• ASSIGNMENT
Show all lines below holding the string "class".

(Saved entries)
+ + + + +

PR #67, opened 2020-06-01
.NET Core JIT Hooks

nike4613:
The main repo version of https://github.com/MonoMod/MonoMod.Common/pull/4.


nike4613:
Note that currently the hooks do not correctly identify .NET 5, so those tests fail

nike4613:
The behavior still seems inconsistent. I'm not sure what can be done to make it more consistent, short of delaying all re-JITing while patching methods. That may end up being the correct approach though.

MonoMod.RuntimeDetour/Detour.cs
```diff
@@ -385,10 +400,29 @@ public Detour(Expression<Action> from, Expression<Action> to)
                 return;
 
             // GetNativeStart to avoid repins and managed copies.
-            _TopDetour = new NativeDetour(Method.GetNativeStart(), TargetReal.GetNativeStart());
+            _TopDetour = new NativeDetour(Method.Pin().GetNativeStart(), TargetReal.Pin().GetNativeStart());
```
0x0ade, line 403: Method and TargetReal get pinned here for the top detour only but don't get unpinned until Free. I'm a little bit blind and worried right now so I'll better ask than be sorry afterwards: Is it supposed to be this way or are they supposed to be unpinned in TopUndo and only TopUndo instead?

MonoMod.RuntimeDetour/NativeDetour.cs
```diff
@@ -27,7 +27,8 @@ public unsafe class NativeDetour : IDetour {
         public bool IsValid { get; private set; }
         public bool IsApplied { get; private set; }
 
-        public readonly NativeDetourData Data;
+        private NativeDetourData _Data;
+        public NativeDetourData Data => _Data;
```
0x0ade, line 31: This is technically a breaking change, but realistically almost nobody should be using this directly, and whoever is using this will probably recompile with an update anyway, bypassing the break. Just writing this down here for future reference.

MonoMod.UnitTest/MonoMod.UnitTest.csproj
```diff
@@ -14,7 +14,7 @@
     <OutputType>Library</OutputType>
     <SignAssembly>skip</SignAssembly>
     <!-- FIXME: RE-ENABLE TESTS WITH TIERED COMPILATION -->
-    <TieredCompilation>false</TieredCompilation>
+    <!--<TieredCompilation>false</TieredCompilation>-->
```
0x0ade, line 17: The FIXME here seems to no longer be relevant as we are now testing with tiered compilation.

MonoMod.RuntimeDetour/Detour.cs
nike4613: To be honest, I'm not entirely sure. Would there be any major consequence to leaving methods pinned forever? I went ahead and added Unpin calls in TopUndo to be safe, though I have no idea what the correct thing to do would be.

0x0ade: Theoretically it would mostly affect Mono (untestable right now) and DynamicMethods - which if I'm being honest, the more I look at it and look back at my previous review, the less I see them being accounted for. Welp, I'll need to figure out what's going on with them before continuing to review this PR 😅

+ + + + +

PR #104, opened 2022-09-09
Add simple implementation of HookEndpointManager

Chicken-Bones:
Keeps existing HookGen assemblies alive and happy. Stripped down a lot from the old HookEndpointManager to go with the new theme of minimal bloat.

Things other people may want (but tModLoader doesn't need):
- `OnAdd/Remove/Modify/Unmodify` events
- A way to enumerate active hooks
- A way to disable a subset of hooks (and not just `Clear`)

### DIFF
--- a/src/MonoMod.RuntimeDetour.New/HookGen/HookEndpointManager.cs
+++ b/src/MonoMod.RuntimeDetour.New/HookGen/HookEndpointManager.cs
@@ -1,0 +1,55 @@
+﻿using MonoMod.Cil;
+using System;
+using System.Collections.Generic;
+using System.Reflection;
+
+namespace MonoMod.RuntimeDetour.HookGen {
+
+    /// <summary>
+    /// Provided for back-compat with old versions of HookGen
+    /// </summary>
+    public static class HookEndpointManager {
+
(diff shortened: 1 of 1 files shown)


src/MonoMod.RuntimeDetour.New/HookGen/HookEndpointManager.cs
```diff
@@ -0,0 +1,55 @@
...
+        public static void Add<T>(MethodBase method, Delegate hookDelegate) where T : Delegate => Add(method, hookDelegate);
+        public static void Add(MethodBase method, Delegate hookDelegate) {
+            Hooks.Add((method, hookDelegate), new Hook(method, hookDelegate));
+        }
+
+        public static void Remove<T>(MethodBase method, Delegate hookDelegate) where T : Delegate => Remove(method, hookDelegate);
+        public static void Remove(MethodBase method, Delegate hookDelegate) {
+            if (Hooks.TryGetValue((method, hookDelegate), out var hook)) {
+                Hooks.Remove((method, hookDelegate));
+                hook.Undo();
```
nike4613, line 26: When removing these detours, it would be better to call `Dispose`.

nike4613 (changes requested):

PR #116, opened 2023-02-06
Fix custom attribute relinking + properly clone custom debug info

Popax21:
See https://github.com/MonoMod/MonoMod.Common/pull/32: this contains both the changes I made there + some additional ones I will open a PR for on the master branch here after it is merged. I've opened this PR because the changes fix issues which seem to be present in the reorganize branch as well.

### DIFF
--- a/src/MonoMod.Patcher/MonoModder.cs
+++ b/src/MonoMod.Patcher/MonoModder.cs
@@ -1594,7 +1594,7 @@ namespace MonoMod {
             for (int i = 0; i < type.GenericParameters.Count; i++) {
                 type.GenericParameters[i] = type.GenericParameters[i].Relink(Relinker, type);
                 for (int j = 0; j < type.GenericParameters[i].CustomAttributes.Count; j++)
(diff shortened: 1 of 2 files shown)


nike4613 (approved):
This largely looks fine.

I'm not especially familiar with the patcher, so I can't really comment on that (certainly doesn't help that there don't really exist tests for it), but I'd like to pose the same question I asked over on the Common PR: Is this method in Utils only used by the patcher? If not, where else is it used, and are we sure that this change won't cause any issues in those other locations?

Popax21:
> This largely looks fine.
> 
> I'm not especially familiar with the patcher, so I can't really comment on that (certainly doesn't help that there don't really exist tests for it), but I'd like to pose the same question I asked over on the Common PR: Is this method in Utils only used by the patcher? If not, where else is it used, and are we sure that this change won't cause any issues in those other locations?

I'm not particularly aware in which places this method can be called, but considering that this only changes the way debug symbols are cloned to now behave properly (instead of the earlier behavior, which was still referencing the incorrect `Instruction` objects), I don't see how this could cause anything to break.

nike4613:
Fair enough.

+ + + + +

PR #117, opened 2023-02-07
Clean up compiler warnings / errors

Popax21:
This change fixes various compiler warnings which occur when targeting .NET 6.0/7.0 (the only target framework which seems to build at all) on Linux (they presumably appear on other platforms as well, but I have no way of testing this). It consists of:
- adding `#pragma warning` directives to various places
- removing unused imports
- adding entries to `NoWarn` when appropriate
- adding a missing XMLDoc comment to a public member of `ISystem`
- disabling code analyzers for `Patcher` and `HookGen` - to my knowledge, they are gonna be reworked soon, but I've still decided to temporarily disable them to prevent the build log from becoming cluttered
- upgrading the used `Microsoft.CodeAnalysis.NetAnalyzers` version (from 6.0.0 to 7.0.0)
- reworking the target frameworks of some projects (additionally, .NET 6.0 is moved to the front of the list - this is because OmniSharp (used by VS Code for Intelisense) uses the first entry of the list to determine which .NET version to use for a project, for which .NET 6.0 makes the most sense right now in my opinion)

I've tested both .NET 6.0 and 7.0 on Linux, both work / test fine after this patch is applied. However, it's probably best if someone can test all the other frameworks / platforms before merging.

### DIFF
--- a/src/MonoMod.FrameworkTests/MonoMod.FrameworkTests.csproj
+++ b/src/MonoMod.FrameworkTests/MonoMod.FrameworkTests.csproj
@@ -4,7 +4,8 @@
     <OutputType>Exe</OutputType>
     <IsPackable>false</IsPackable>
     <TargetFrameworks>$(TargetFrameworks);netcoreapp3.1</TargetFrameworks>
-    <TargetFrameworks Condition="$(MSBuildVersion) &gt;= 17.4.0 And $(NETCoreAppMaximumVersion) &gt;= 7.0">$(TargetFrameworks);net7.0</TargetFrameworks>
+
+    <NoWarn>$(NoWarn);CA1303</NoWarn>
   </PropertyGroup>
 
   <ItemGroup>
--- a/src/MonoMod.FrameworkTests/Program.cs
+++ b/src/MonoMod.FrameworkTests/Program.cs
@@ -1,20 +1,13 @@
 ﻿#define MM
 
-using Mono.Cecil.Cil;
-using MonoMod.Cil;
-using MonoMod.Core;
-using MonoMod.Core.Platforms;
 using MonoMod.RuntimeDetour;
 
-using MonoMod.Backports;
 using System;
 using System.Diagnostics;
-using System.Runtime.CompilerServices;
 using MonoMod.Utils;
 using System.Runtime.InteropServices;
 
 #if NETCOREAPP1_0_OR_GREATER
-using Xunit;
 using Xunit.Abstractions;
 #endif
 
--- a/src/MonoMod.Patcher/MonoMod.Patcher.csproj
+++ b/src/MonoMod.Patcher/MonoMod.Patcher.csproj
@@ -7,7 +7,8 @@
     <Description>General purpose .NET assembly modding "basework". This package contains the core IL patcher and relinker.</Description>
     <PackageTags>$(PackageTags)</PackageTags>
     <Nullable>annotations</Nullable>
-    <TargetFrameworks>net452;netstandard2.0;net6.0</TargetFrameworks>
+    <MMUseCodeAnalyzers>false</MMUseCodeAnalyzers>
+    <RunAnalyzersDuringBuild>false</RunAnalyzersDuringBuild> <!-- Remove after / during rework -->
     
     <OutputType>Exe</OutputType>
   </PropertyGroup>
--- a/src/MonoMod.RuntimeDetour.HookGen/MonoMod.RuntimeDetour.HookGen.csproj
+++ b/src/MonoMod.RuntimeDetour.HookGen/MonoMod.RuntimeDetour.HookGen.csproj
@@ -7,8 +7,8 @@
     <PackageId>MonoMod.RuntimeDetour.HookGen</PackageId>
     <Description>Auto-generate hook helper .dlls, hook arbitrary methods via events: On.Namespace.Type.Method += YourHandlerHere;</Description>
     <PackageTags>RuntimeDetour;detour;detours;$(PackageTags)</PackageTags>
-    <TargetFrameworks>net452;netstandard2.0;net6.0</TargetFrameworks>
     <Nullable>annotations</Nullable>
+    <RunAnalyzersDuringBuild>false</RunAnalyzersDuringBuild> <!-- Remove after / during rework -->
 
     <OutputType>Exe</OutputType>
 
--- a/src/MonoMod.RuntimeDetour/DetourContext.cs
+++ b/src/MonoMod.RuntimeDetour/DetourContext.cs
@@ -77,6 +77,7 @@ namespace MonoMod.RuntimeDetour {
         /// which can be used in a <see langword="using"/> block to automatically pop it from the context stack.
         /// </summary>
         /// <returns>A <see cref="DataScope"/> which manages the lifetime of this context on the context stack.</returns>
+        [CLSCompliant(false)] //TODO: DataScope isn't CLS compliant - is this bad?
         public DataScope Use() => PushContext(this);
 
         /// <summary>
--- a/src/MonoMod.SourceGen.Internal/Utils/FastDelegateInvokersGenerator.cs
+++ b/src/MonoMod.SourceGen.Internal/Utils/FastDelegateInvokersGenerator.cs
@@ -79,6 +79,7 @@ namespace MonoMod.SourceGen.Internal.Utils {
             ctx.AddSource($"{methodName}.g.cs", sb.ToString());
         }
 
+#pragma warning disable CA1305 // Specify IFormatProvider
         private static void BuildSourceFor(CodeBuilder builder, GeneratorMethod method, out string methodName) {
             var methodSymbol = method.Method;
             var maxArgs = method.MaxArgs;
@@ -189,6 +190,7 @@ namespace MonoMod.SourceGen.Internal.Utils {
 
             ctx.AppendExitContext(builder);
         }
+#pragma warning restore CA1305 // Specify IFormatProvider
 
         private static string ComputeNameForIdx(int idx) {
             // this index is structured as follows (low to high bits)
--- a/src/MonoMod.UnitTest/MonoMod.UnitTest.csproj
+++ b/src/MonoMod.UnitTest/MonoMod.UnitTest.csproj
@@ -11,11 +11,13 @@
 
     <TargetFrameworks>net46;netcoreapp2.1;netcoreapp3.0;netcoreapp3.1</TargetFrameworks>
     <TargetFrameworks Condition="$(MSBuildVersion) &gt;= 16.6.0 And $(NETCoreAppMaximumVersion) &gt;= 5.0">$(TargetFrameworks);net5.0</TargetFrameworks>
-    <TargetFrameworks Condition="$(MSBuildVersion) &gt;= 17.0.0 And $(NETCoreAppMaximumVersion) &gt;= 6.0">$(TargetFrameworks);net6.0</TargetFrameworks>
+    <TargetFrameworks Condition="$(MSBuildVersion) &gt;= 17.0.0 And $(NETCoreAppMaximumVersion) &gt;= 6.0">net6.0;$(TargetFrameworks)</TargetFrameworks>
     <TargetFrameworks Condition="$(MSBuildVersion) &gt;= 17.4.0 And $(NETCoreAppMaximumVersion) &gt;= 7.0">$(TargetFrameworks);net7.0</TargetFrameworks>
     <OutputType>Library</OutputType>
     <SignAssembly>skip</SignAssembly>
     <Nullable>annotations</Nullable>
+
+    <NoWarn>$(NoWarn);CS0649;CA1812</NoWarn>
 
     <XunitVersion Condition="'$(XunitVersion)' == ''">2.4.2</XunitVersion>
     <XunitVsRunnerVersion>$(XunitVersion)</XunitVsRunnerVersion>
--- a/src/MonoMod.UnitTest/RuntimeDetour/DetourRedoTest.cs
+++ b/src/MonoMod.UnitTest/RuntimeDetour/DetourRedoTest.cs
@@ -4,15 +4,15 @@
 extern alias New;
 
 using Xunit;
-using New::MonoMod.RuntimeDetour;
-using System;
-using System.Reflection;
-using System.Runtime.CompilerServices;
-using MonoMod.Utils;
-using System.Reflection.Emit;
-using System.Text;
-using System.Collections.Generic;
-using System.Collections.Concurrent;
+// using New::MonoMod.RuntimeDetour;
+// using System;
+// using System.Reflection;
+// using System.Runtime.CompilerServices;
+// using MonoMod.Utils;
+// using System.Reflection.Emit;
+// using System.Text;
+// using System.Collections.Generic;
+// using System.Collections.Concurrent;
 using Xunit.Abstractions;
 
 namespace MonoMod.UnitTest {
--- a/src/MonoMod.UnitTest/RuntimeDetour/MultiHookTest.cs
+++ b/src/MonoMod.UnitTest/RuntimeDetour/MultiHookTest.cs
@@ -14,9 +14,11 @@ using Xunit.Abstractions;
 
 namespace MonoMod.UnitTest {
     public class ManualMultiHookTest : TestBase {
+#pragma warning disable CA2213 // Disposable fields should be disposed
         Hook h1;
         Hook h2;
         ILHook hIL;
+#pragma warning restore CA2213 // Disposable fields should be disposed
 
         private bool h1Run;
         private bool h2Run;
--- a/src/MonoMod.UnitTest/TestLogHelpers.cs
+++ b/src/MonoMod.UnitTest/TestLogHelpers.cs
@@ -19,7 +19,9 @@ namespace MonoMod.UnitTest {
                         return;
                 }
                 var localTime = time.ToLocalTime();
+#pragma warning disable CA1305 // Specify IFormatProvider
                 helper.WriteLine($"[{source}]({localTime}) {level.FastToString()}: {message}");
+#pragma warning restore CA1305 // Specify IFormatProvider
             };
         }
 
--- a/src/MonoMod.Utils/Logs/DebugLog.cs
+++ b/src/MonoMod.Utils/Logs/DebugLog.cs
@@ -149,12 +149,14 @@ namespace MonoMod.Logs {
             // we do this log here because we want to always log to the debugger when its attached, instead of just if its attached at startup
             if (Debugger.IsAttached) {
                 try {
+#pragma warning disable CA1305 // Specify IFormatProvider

+ + + + +

• ANSWER AREA
@@ -27,7 +27,8 @@ public unsafe class NativeDetour : IDetour {
+    public static class HookEndpointManager {
     public class ManualMultiHookTest : TestBase {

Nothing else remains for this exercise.